Please copy every line from the following entries in which the word "prototype" appears.

- Data for analysis -
=== Begin Enclosure ===

PR #773, opened 2015-11-04
Fixing issues with ignoredNamespaces on children

tomgco:
Previously it would ignore user defined ignores.

### DIFF
--- a/lib/wsdl.js
+++ b/lib/wsdl.js
@@ -621,8 +621,10 @@ MessageElement.prototype._createLookupTypeObject = function (nsString, xmlns) {
  * @private
  */
 MessageElement.prototype._getNestedLookupTypeString = function (element) {
+  var ignoredNamespaces = this.options ? this.options.ignoredNamespaces
+      : this.ignoredNamespaces;
   var resolvedType = '^',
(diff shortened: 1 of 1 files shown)


jsdevel:
Can you add to `test/request-response-samples`?

lib/wsdl.js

=== End Enclosure ===

- The answer -
@@ -621,8 +621,10 @@ MessageElement.prototype._createLookupTypeObject = function (nsString, xmlns) {
 MessageElement.prototype._getNestedLookupTypeString = function (element) {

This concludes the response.